The reason this issue came up in my discussions with people during the hallway track of DjangoCon was because we were discussing the Django debug toolbar and Python debuggers such as pdb.
In the case of pdb, in order for it to work, it needs to have access to the original stdin and stdout attached to your console in order to provide you with an interactive session.
When you remap 'sys.stdout' to 'sys.stderr' in your WSGI script file you are replacing the original stdout with stderr where stderr is always going to be connected to the Apache error log. Any output from pdb would therefore end up in the Apache error log and would not show in your interactive console.
But wait you say, Apache/mod_wsgi runs all the processes which run your actual WSGI application as background processes so how could it work anyway.
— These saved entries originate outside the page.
PR #1674, opened 2024-10-23
[ffigen] Clean up global_test and comment out the flaky line.

liamappelbe:
global_test and global_native_test are exactly the same, except that one uses ordinary bindings, and the other uses `@Native` style bindings. They're flaky and I don't know why.

Here's what I know so far:

- Occasionally they will both fail. It's always the case that both fail or both pass.
- It's not that they interfere with each other. If I remove one of them from the suite, the other is still flaky.
- It seems that the build itself is flaky. If I change the workflow to build once and run the tests 10 times, then it's always the case that there are either [0 or 10 failures](https://github.com/dart-lang/native/actions/runs/11471378290/job/31980751070?pr=1674)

There is no way at that point that stdin and stdout would still be connected to any console shell and since Apache is generally started as root on system startup, how is that even helpful.
What is little known is that it is in fact possible to run Apache with mod_wsgi in a single process mode where Apache is run in the foreground and where stdin and stdout are attached to your console, allowing you to potentially interact with the process.
If using a standard Apache setup, the steps required are admittedly a bit fiddly to get this running.
The first thing you need to do is if you are using mod_wsgi daemon mode, you have to comment out the mod_wsgi directives which set that up. This then defaults your WSGI application back to running in embedded mode.
The next thing you need to do is if you are using the worker or event MPMs of Apache, you need to change the MPM configuration to only create a single worker thread per process.
Finally, you then need to manually start the Apache server from a shell, giving it the '-DONE_PROCESS' or -X' option.
/usr/sbin/httpd -X
If you are on a Linux system, it is possible you will also need to set the 'APACHE_RUN_USER' and 'APACHE_RUN_GROUP' environment variables as well. This is because on some Linux systems, the standard Apache configuration is dependent on these environment variables having been set by the 'apachectl' script. If needing to set them, they should be set to the user and group of the standard Apache user.
Do all that and you can now place in your code:
import pdb; pdb.set_trace()
and when that code is executed you will be thrown into an interactive pdb session where you can interact with your WSGI application. To exit out of the pdb session enter 'cont' and it will continue with the request.
You can find further information about all this in the mod_wsgi documentation about pdb. Do be warned that the WSGI middleware described there isn't strictly correct and only intercepts an exception which occurs when creating the iterable to be returned, which for a generator is even before your code gets executed. It may therefore be best to stick with 'pdb.set_trace()' for now until I fix that WSGI middleware.
So it is possible to use pdb with WSGI applications hosted using Apache/mod_wsgi, but the steps do make it a bit onerous.
This is the point where some of the more recent work I am doing on mod_wsgi makes this more practical.
With the newer mod_wsgi express variant you don't have to worry about the Apache configuration, making it an ideal way to run up Apache/mod_wsgi in a development environment.
For this specific use case of wanting to run pdb, the next version of mod_wsgi (4.3.0), supports a new option for mod_wsgi express which allows it to be run in this single process mode for you automatically, thus making it easier to use pdb to debug a WSGI application running under Apache/mod_wsgi.
2 comments:
Thank you for this article. Your posts have been tremendously helpful to me. mod_wsgi is great!
If you are interesting in using pdb to debug your application, you would be much better off using mod_wsgi-express.
mod_wsgi-express start-server script.wsgi --debug-mode --enable-debugger
It worries about all the stuff for getting pdb running and can be done on the command line distinct from your main Apache.